Iron Overload (Hemochromatosis)

When I was first diagnosed with hepatitis C, back in 1986, the virus was known as non-A-non-B. My own doctor didn’t believe that any such thing existed. Instead, he kept insisting that I was an alcoholic in denial. I had drunk to excess for a brief spell while in college – I admitted that, but he didn’t believe me. He did tell me that my hemoglobin was binding iron – a condition called hemochromatosis, or iron overloadbut, after I told him nobody in my family had the disease, he backtracked, and said it was impossible that I could have it. Hemochromatosis was strictly hereditary, according to him. It wasn’t until 1999 that a different gastro doc suggested I might have hemochromatosis, secondary to hepatitis C. The NIH now says that hemochromatosis often affects interferon/ribavirin nonresponders, but is also secondarily related to hepC – apparently, any person with hepatitis C can develop it.
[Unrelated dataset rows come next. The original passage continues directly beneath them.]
Issue #1131, opened 2024-01-04
Print a hint on transaction file dependency failure


evan-goode:
This is the DNF 5 equivalent of https://github.com/rpm-software-management/dnf/pull/2026.

DNF 5 does not load filelist metadata by default, so it will error when trying to install packages that depend on file paths (paths in `/usr/bin`, `/usr/sbin`, and `/etc` are OK, however). To the user, it may not be clear what the underlying issue is, see https://github.com/fedora-copr/copr/issues/3070. The current output includes:

```
Failed to resolve the transaction:
No match for argument: /usr/share/fonts/dejavu-sans-fonts/DejaVuSans-Bold.ttf
No match for argument: /usr/share/fonts/dejavu-sans-fonts/DejaVuSans.ttf
```

If a transaction fails due to a missing file dependency and filelists are not loaded, DNF 5 should print a helpful message to the user suggesting they try again with `--setopt=optional_metadata_types=filelists`.

evan-goode:
Somewhat related: https://github.com/rpm-software-management/dnf5/issues/1053

Issue #548, opened 2023-05-22
Add hints when transaction fails for DNF5 outputs


j-mracek:
In DNF4 there is a hint which option could be used to resolve the situation:

```
(try to add '--allowerasing' to command line to replace conflicting packages or '--skip-broken' to skip uninstallable packages)
```

In DNF5 we have a new option `--skip-unavailable`.

The hint is dynamically generated because we should not suggest option that are not relevant for the current situation.

It would be good to suggest or document to not use all option at the same time. When user use `--allow-erasing` with `--skip-broken` and `best` then the valid solution range is from do nothing (sucess) to erase the whole system, or do nothing with error.

evan-goode:
The hint would be great to have in DNF 5. A couple participants in the 2023-08-11 test week ran into "conflicting requests" errors where `--allowerasing` would have helped.

jan-kolarik:
Another fresh request for displaying the `--allowerasing` hint for Fedora: https://bugzilla.redhat.com/show_bug.cgi?id=2250559.

damaestro:
I was glad to see the option was available, but for new users this would just look like a broken transaction.

PR #1328, opened 2024-03-19
dnf5: Print command line hints after resolve failure

m-blaha:
Print to the user relevant hints about what command line options could
be used to fix transaction resolving issues.
It can suggest using --skip-unavailable, --no-best,
--allowerasing, --skip-broken, and --setopt=optional_metadata_types=filelists

Fixes: https://github.com/rpm-software-management/dnf5/issues/548
Fixes: https://github.com/rpm-software-management/dnf5/issues/1131

Because the PR changes the stderr output, some tests need adjustments: https://github.com/rpm-software-management/ci-dnf-stack/pull/1473

### DIFF
--- a/dnf5/main.cpp
+++ b/dnf5/main.cpp
@@ -933,6 +933,106 @@ static void print_new_leaves(Context & context) {
 }  // namespace dnf5
 
 
+// Recursively search command and its parents whether given argument is configured
+static bool has_named_arg(libdnf5::cli::ArgumentParser::Command * command, std::string_view arg_name) {
+    while (command) {
+        for (const auto & arg : command->get_named_args()) {
+            if (arg->get_long_name() == arg_name) {
+                return true;
+            }
+        }
+        command = command->get_parent() == command ? nullptr : command->get_parent();
+    }
+    return false;
+}
+
+static void print_resolve_hints(dnf5::Context & context) {
+    auto & conf = context.base.get_config();
+    std::vector<std::string> hints;
+    auto transaction_problems = context.get_transaction()->get_problems();
+    auto * command = context.get_selected_command()->get_argument_parser_command();
+
+    // hint --skip-unavailable if a package was not found
+    if ((transaction_problems & libdnf5::GoalProblem::NOT_FOUND) == libdnf5::GoalProblem::NOT_FOUND &&
+        !conf.get_skip_unavailable_option().get_value()) {
+        const std::string_view arg{"--skip-unavailable"};
+        if (has_named_arg(command, arg.substr(2))) {
+            hints.emplace_back(libdnf5::utils::sformat(_("{} to skip unavailable packages"), arg));
+        }
+    }
+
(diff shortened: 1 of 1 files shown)


dnf5/main.cpp
```diff
@@ -933,6 +933,107 @@ static void print_new_leaves(Context & context) {
...
+    }
+
+    if ((transaction_problems & libdnf5::GoalProblem::SOLVER_ERROR) == libdnf5::GoalProblem::SOLVER_ERROR) {
+        bool conflict = false;
+        bool broken_file_dep = false;
+        bool best = false;
+        // walk through all solver problem to detect a conflict, missing file dependency and best
+        for (const auto & resolve_log : context.get_transaction()->get_resolve_logs()) {
+            if (resolve_log.get_problem() == libdnf5::GoalProblem::SOLVER_ERROR ||
+                resolve_log.get_problem() == libdnf5::GoalProblem::SOLVER_PROBLEM_STRICT_RESOLVEMENT) {
```
j-mracek, line 971: May I ask you why you would like to analyze `libdnf5::GoalProblem::SOLVER_PROBLEM_STRICT_RESOLVEMENT` and not only `libdnf5::GoalProblem::SOLVER_ERROR`? When `libdnf5::GoalProblem::SOLVER_ERROR` is missing it means that current setting does not require any modification for the success?

m-blaha: Ah, thanks. I wanted to investigate what `STRICT_RESOLVEMENT` actually means before pushing, but I forgot. Will do now.

j-mracek: In some cases (Fedora or best-false) dnf upgrade might provide a warning (problem - libdnf5::GoalProblem::SOLVER_PROBLEM_STRICT_RESOLVEMENT) due to missing file dependencies. This is only case when a hint might make sense. But I am not sure, because the warning should be scary enough but without a hint.

m-blaha: Thanks, you are right. I will remove `SOLVER_PROBLEM_STRICT_RESOLVEMENT` solver problems from analysis.

dnf5/main.cpp
```diff
@@ -933,6 +933,106 @@ static void print_new_leaves(Context & context) {
...
+                                break;
+                            case libdnf5::ProblemRules::RULE_PKG_NOTHING_PROVIDES_DEP:
+                                if (params.size() >= 1) {
+                                    if (params[0].starts_with('/')) {
+                                        broken_file_dep = true;
+                                    }
+                                }
+                                break;
+                            case libdnf5::ProblemRules::RULE_BEST_1:
+                            case libdnf5::ProblemRules::RULE_BEST_2:
```
j-mracek, line 987: Optional: I am proposing to add one hint more for `package dnf-data-4.19.0-20240326004737.13.ga6d82221.fc38.noarch is filtered out by exclude filtering`.

j-mracek:
LGTM

j-mracek (approved):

They also say that patients cured of HCV have significantly lower levels of iron in their blood.

Hemochromatosis is a serious disease. (The CDC now calls it Iron Storage Disease) Usually, there are no symptoms in the early stages. By the time a patient develops symptoms, the disease has already been at work, causing further damage to the liver, as well as heart arrhythmia, heart failure, adrenal disease, loss of sex drive in men, diabetes, and changes in skin color (from normal to gray or bronze – hemochromatosis was formerly known as bronze diabetes.)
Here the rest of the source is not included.